Gather each line of the entries below that includes "what".
(Beginning of Data)
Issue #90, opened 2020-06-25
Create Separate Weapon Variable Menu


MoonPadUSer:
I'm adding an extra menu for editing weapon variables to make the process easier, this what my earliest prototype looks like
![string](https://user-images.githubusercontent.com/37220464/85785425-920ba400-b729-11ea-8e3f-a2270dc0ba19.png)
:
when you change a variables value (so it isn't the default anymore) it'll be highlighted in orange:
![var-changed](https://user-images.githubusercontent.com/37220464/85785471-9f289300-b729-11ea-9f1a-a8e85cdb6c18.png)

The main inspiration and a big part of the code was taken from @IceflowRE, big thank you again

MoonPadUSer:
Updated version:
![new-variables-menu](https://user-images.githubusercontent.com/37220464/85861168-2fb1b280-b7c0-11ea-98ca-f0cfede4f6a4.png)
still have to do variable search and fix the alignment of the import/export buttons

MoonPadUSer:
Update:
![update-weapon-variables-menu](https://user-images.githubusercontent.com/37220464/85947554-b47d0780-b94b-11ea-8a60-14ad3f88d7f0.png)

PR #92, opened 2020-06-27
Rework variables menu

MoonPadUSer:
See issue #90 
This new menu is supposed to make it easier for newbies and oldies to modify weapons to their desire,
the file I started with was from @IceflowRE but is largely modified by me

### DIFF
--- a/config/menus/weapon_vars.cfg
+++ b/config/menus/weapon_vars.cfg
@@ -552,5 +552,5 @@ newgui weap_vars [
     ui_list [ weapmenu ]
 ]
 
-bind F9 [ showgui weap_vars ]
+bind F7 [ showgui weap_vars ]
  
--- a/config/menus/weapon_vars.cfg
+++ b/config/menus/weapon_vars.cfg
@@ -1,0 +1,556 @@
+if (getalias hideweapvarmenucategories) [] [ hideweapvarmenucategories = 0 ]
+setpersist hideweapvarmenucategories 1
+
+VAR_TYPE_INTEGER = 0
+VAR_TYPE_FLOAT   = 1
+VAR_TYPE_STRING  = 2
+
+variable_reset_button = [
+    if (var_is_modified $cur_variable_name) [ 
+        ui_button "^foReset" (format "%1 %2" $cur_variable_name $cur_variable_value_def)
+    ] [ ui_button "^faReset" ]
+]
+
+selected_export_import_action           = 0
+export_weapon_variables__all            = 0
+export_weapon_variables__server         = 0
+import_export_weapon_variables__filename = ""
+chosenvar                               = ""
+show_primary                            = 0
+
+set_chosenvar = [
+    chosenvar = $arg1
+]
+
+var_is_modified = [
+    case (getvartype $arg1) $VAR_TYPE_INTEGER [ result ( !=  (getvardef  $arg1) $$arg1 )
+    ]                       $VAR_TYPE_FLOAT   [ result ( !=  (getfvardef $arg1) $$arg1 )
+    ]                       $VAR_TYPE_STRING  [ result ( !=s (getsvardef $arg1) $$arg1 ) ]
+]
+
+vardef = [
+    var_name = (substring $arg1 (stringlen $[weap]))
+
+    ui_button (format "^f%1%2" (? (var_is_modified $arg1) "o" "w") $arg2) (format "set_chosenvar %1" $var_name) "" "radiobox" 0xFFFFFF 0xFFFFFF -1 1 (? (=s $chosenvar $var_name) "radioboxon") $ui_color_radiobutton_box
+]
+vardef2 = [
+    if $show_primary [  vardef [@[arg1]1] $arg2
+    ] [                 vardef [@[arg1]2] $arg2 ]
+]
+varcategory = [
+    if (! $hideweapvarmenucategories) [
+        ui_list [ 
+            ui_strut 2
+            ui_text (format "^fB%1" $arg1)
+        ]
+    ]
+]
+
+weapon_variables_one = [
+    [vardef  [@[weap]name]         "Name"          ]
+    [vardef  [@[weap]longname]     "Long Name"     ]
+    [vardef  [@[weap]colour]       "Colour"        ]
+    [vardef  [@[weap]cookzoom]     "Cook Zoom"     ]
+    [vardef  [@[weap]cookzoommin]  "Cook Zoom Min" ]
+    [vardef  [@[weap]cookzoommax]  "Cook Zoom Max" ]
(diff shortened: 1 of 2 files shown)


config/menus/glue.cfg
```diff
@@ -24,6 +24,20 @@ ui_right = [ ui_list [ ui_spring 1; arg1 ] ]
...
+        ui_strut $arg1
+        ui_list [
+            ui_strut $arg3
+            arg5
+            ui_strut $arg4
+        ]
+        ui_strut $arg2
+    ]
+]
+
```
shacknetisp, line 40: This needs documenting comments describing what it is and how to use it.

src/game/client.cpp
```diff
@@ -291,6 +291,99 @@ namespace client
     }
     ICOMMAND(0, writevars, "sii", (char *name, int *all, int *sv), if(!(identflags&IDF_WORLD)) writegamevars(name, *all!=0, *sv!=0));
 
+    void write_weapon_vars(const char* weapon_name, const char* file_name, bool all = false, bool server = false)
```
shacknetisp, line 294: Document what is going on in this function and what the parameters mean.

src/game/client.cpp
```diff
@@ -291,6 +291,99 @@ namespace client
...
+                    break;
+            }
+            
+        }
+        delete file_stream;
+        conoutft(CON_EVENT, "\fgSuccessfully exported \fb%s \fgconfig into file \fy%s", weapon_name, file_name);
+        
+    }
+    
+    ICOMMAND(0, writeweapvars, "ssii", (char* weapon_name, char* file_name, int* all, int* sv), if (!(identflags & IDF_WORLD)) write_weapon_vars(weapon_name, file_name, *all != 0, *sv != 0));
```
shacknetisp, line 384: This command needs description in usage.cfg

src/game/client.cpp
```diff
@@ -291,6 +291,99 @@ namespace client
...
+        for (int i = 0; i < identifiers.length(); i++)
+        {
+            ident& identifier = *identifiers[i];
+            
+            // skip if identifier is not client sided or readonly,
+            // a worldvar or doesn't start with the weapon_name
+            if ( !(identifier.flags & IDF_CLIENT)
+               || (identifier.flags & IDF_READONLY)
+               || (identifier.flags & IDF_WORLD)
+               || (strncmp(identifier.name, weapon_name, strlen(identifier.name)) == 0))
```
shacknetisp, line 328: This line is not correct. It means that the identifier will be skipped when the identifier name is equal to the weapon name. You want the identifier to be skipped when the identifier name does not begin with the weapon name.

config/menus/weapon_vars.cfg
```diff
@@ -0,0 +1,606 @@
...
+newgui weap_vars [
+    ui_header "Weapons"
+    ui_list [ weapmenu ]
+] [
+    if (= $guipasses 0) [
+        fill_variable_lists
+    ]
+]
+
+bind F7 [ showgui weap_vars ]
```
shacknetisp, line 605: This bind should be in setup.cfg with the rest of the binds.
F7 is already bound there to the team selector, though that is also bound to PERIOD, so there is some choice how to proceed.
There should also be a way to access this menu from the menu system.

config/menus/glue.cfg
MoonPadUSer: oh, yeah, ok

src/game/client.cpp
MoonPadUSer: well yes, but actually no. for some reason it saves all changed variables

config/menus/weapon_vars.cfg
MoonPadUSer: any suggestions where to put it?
(End of Data)
(Beginning of Data)
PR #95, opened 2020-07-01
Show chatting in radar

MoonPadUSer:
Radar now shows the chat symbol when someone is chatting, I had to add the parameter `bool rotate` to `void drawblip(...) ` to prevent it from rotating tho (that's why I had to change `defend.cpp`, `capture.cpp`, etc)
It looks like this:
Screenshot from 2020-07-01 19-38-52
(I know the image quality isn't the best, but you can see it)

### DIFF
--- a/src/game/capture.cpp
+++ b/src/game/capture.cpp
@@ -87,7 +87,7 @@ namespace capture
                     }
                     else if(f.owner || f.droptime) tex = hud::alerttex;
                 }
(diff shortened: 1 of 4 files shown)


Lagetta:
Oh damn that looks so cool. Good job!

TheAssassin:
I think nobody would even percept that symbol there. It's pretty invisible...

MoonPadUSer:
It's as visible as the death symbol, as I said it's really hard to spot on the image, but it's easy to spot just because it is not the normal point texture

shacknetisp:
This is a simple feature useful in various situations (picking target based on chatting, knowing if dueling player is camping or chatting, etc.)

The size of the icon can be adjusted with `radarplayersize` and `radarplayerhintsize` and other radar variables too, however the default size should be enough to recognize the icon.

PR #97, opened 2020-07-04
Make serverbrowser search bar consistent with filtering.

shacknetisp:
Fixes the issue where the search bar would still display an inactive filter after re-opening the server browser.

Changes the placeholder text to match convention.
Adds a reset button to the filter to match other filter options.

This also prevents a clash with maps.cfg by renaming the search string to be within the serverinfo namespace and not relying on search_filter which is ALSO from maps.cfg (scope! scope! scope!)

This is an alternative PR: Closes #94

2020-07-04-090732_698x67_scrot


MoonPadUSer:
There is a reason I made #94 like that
(End of Data)
Task output:
I'm adding an extra menu for editing weapon variables to make the process easier, this what my earliest prototype looks like
shacknetisp, line 40: This needs documenting comments describing what it is and how to use it.
shacknetisp, line 294: Document what is going on in this function and what the parameters mean.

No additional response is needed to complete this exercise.